* WHAT THE TASK ASKS *
For each line below that contains the word "applied", make a copy.

* SUPPLIED RECORDS *
PR #253, opened 2026-08-24
fix(review): twenty rounds of review, and the defects the fixes themselves introduced

g-battaglia:
> Replaces #252, closed because the automated review was reading it incrementally. Same branch, same commits: here CodeRabbit re-reads the whole diff from scratch, which is the point.

## What

It started as the fix for **13 defects** found by a code review of `alpha/v6` against `main`. It became a twenty-round review→fix→verify cycle that found many more — and most of the defects in the last rounds were **introduced by the fixes of the earlier rounds**, always in the same area. All are closed, each with a mutation proof: restore the defect and the test that pins it must fail, on its own.

Twenty-eight commits. **12,121 green tests**, `ruff` and `mypy` clean, 543 charts in the validation gallery.

---

## The thread that ties them

Almost every defect has the same shape: **a rule written in two places, and only one of the two updated.**

- `get_planet_house` had learned that cusps do not always ascend. The composite chart kept a **private copy** that had not learned it: on a descending ring it got **ten points out of ten** wrong, while another field of the same object — which used the shared function — gave the right answer.
- `normalize_degree` had been rewritten to close a trap (`% 360` answers *exactly* 360.0 for a tiny negative). The trap stayed open in **four other files**, one of them written during this PR.
- The list of themes × sidereal modes asked the test for ten combinations and produced **three** in the script: the seven without a file skipped with a message that reads in the logs like a chart that cannot be computed.
- The predicate "is this angle its own cusp?" took the index of the **angle** and folded it onto a cusp by itself. A new caller, with four angles to ask about, passed it **cusp** numbers: Imum Coeli and Descendant ended up measured against the tenth, said no every time, and never got the answer that predicate exists for.

The cure was not yet another guard: `normalize_degree` and `house_spans` were **moved to `utilities/core`**, where the calculation code reaches them without depending on the drawing package — which is why three modules had rewritten them on their own. And the fold hidden in the predicate is gone: there is a single numbering.

---

## Houses that run backwards

Above 66.75° **six systems** (Campanus, horizon, Sunshine, Regiomontanus, Polich/Page, APC) return the cusps in **descending** order; the horizon does so at the equator. Counted over 32,844 charts: 23 systems × 357 half-degree latitudes × 4 times of day.

Read forward, a 6° house measured 354. The twelve invisible wedges of the hit test were painted as near-complete rings, stacked, each with `pointer-events: all` — **a click anywhere answered with the last one drawn**. And the house numbers were centred on the opposite side of the wheel.

Two systems (Polich/Page and Sunshine/alt) do worse: the cusps **cross**, the houses really overlap and no direction makes them tessellate. There each wedge keeps at least one degree, moving only its own end.

Proof end to end, not just the suite: point a longitude at the ring and see which house answers. On Campanus at 70°N a86 answered correctly **1 time in 720**; on the horizon and on APC **0 in 720**. Now ~99%, and every miss is within 0.99° of a cusp.

---

## The composite chart

6.3% of composites at ordinary latitudes produced twelve arcs summing to **1080°** instead of 360 — not a house division.

It is not an unknown case: Solar Fire describes it with the same words and repairs it by bringing the offending cusps to the **long midpoint**; Kepler and Sirius call it "flipping the houses by 180 degrees"; Townley prescribes it in his book. Implemented as they do: one angle is kept at the near midpoint and everything else follows. `house_anchor` chooses which — `auto` (default, like Solar Fire), `ascendant` or `midheaven` (Kepler's two methods).

Five later rounds found that the repair, alone, is not enough:

- **A repair that does not tessellate is not a repair.** Consistency was checked by asking whether the angle–cusp identities survived, never whether the ring was a ring: 9,773 frames out of 148,005 declared a frame with a ring that is not a house division. Now it places, checks, and where the check fails the answer is the midpoints.
- **A cusp opposite another in both parents did not stay opposite.** Two longitudes half a circle apart are the same two longitudes in any order, so an average of the set — which *must* be symmetric for the composite of A and B to be that of B and A — gives both the same answer. No tie-break can repair it: it is derived, as the four angles already were.
- **The angle opens the house of its own cusp, and says so.** On a ring with two cusps on the same longitude the reader answers with the first one met, and a Midheaven that *is* the tenth cusp ended up filed in the fourth.
- **Three arcseconds are not half a turn.** The resultant of a vector average vanishes as the pair approaches half a circle, so the error grows as one over the cosine of half the separation: a 1e-9 tolerance read 8 nanodegrees as a broken identity and turned the whole ring by 180°.

Measured over 258,201 composites — 23 systems, latitudes up to 89°, three anchors, with predicates written independently of the code under test: **angles with a value off their own cusp 2,820 → 0; filed in the wrong house 3,786 → 0.**

Against a86, on real charts and not on this branch: rings that are not house divisions **9.9% → 2.2%** at ordinary latitudes and **19.3% → 8.9%** beyond the polar circle; Midheavens filed outside the tenth, **637 → 0** above the polar circle.

---

## What was NOT fixed here, and is written in the notes

An ordinary **natal** chart can still file an angle in the wrong house: under Sunshine at 74.25°N the cusps from the eighth to the twelfth sit on the same longitude and the Midheaven comes out in the eighth. 68 charts out of 8,280 measured, all under that system. **a86 does the same**, so it is not a regression — but it is the same defect one level down, and it must be fixed where the cusps are computed, not in every factory.

---

## The baselines

They are **included** and regenerating them is idempotent. Worth knowing separately: the suite passed anyway without regenerating them, because `compare_svg_lines` uses `rel_tol=0.5` — on a 300px coordinate it tolerates ±150px — and compares only the numbers, not the text. It let months-old baselines through. Not touched here, but it is the next place to look.

---

## What changes for library consumers

Four things, in order of reach. All in the release notes, with the measurements.

1. **Midpoint composites read differently where a86 was wrong.** An a86 chart reloaded on a87 can read a planet in the opposite house; the two are told apart because a87 records `house_anchor`.
2. **Kerykeion no longer installs a handler on the root logger** — a86 did so as a side effect of a module-level `logging.warning`.
3. **The wheel-only modern chart paints its own background** like the other three (it was the only one not to).
4. **An inverted time range raises** instead of returning a sample outside the requested window.

No other breakage: zero names, signatures, fields or `Literal` members removed or reordered; an a86 payload validates on a87 and vice versa. Over 247 subjects and 448 charts — every house system, ten latitudes, four perspectives, five sidereal modes, four centuries — **no ordinary chart changes by a single number**, and the `kr:` vocabulary is identical across 192 SVGs.

---

## Downstream

- **API v6**: only the pin bump to `6.0.0a87` is needed.
- **Studio**: no code change — it reads `data-kr-node="HouseSector"` and computes no geometry, so with the right wedges its hit test becomes correct on its own. Its 122 SVG baselines must be regenerated in the same train.
- **`6.0.0a87` must be published**: `a86` is already on PyPI and this tree is no longer a86.

---

## What I ask of the review

The branch went through twenty rounds of adversarial review, the last two **with no behavioural defects** over 17,946 randomly generated composites. What the last rounds kept finding were guards that decide without a test behind them, and wrong numbers in comments. The hottest areas, in order:

1. `kerykeion/composite_subject/factory.py` — deeply rewritten, it is where almost all the late defects came out.
2. `kerykeion/charts/utils.py` and `draw_modern.py` — the drawing of the house wedges and their separation.
3. `kerykeion/utilities/core.py` — the functions moved here and the `% 360` trap.

@coderabbitai full review

## Summary by CodeRabbit

* **New Features**
  * Composite charts support configurable house anchoring with `auto`, Ascendant, or Midheaven options.
  * Topocentric ephemeris calculations support observer altitude.
  * Reports and context output include house-frame, fallback, and accessibility details.
  * Added localized astronomical perspective labels and chart accessibility summaries.

* **Bug Fixes**
  * Improved house-sector direction, clickable wedges, numbering, Gauquelin rings, and composite divisions.
  * Corrected degree normalization, boundary formatting, fixed-star naming, and warning behavior.
  * Invalid inverted ephemeris ranges now raise a clear error.

* **Changed**
  * Updated to version 6.0.0a87 and removed the documented “light” theme.


g-battaglia:
@coderabbitai full review

Please review the entire diff of this branch against `alpha/v6`, not just the latest commits — this branch went through twenty review→fix rounds and several defects were introduced by the fixes for earlier ones, so the final state is what matters rather than any single step.

Where to look hardest, in order:

1. `kerykeion/composite_subject/factory.py` — rewritten in depth. `composite_frame` places the twelve cusps on a frame hung from one angle, checks the result is actually a division of the circle into twelve houses, snaps a cusp back opposite its partner where both parents had them opposite, and falls back to plain midpoints where no frame spans the two charts. Please scrutinise the interaction between those four mechanisms, and the direction of the `(source, derived)` pairs.
2. `kerykeion/charts/utils.py` and `kerykeion/charts/draw_modern.py` — house-sector wedges when the cusp ring descends or crosses itself, and the SVG sweep/large-arc pairing that goes with it.
3. `kerykeion/utilities/core.py` — `normalize_degree`, `house_spans` and `get_planet_house` moved here so the calculation code can reach them without importing the drawing package.

Two things worth knowing about the tests: every fix in this branch was mutation-checked (revert the fix, its test must fail alone), and the SVG baseline comparator `compare_svg_lines` uses `rel_tol=0.5` and compares only numbers — so a green suite is weaker evidence than it looks for anything SVG-shaped.

g-battaglia:
@coderabbitai Thanks — eight of your ten findings were real and are fixed in `9e930b55`, each one reproduced by running before being touched and each fix mutation-checked (revert it, its test fails alone).

Fixed: the `house_anchor` value-semantics trio (`__copy__` silently reverted a Midheaven-anchored factory to `auto`; `__eq__`/`__hash__` collapsed two factories that produce different charts); the star name reaching `fixstar_ut` unstripped; the catalog warning repeating on "no conjunction found" rather than "resolved nothing"; the two `zip()` calls in `house_spans` now `strict=True`; the extended baseline script now reading `HOUSE_SYSTEM_NAMES` from the shared matrix in both loops; the release notes describing the surface as additive rather than unchanged; and the composite repair rate unified at one pair in sixteen.

**Two I am declining, with the measurement rather than an opinion:**

**`format_absolute_degrees` (serializer.py:162).** 30.001 degrees IS zero degrees of Taurus, and `"30.00"` is that same sign — not the next one. Rounding *down* cannot leave a sign, because the floor belongs to it; only rounding up can, which is what the guard exists for. Swept over 20,144 values — every sign, both boundaries, plus 20,000 random longitudes — **zero** format outside their own sign's `[floor, floor+30)`.

Your finding did surface something real, though: nothing was testing that function at all. `grep format_absolute_degrees tests/` returned nothing. The sweep is now a test, along with the 149.99687 → `"149.99"` case the docstring cites.

**`translation_strings.py:949`.** The pack is `"CN"`, which is Simplified Chinese, not Traditional — and the same block already uses 个 (Traditional 個) and 运 (Traditional 運). `质心` is correct as it stands; changing it to `質心` would be the inconsistency.

One note on the finding you filed against `composite_subject/factory.py:631`: Codex found the same three methods independently, which is a good sign for both of you.

g-battaglia:
@coderabbitai full review

Ten commits have landed since your last pass (`868a250b` → `7c5c9620`), all from nine rounds of adversarial review by a second reviewer. Please review the **whole diff against `alpha/v6` in its final state** rather than incrementally — several of those commits fix defects that earlier commits on this same branch introduced, so any single step is misleading.

Where the changes concentrate, in order:

1. `kerykeion/composite_subject/factory.py`. The frame logic was rebuilt again. Its current shape: (a) a frame exists only if **both** parents are house divisions running the **same way** (`_rings_admit_a_common_frame`); (b) a cusp the parents put exactly opposite another is snapped back onto it; (c) the ring is placed on the frame, then checked to be a house division, falling back to plain midpoints when it is not; (d) the ring is reconciled with the angle frame by the **arc** each angle stands at from its own cusp — zero being only the special case — with an exact identity outranking an arc, and the anchor breaking the tie when neither is exact. Please scrutinise the interaction of those four, and anything that could make `composite(A,B)` differ from `composite(B,A)`.

2. Derived points. The composite now materialises the four angles regardless of `active_points`, and derives every opposite in `OPPOSITE_PAIRS` from its primary at +180 — closing the pair **from either end**, because a symmetric mean cannot distinguish an antipodal pair from its own reverse.

3. `kerykeion/utilities/core.py`: `get_planet_house` now reads containment from `house_spans` where the twelve are a division, and its exact-on-cusp rule takes the **nearest** cusp rather than the first within tolerance.

4. `kerykeion/charts/utils.py` and `draw_modern.py`: overlapping house wedges are painted widest-first so the narrowest is topmost, matching the reader; ordering uses **exact** spans while overlap detection uses the **drawn** (quantised) ones; and the modern cusp-label crowding policy measures separations direction-independently.

Two things that cost a round each, so you do not repeat them:

- The package in `.venv` is an **editable install pointing at the working tree**, and it wins over `PYTHONPATH` and the cwd. Verify `kerykeion.__file__` before trusting any comparison against another revision.
- Do **not** measure with predicates imported from the code under test. One "zero violations" result in this branch was worthless because the checking script shared the code's own wrong convention.

And as before: `compare_svg_lines` in `tests/core/test_chart_drawer.py` uses `rel_tol=0.5` and returns silently on any non-numeric difference, so a green suite is weak evidence for anything SVG-shaped.

Every fix on this branch is mutation-checked: revert it and its test must fail alone. If you find something, an exact reproducing input matters more than a diagnosis — I verify each finding by running it before touching anything, and two of your ten last time turned out not to reproduce.

g-battaglia:
@coderabbitai full review

g-battaglia:
Two traps that cost the other reviewer a round each, if you run anything:

1. The package in `.venv` is an editable install pointing at the working tree, and it wins over `PYTHONPATH` and the cwd. Check `kerykeion.__file__` before trusting a comparison against another revision.
2. Do not measure with predicates imported from the code under test — one "zero violations" result on this branch was worthless because the script shared the code's own wrong convention.

Also: `compare_svg_lines` in `tests/core/test_chart_drawer.py` uses `rel_tol=0.5` and returns silently on any non-numeric difference, so a green suite is weak evidence for anything SVG-shaped.

g-battaglia:
Four of the five applied in `9d3d7ab1`, each mutation-checked.

The generator one was the real find. Twelve handlers printed `ERROR ...` and carried on, `main()` printed TOTAL CHARTS GENERATED and exited 0 — so a baseline that could not be drawn stayed exactly as it was while the run reported success, and the comparison test then read the stale file. This branch has already been bitten by that shape twice. It exits non-zero now, and it found something on the first run: on an installation whose ephemeris covers only 1550 onwards, the ancient temporal baselines (Constantinople 400AD, Charlemagne 800AD) cannot be drawn at all, and every regeneration of them has been reporting success without touching the files.

Also applied: `zip(..., strict=True)` in `spreading.py`; `__all__` sorted (51 names before and after, none lost); and `house_frame` documented in the skill reference, along with what the anchor is and is not.

**Declining the `East_Point` one**, with the measurement rather than an opinion: there is no populated `east_point` to omit. `East_Point` is not a member of the `AstrologicalPoint` literal — `active_points=["East_Point"]` raises `KerykeionException` — and `AstrologicalSubjectModel` has no `east_point` field. The name survives only as an SVG glyph symbol and inside a filter set. Adding it to `AXES_AND_NODES_IN_READING_ORDER` would advertise a point no chart carries.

* YOUR SOLUTION *
Four of the five applied in `9d3d7ab1`, each mutation-checked.
Also applied: `zip(..., strict=True)` in `spreading.py`; `__all__` sorted (51 names before and after, none lost); and `house_frame` documented in the skill reference, along with what the anchor is and is not.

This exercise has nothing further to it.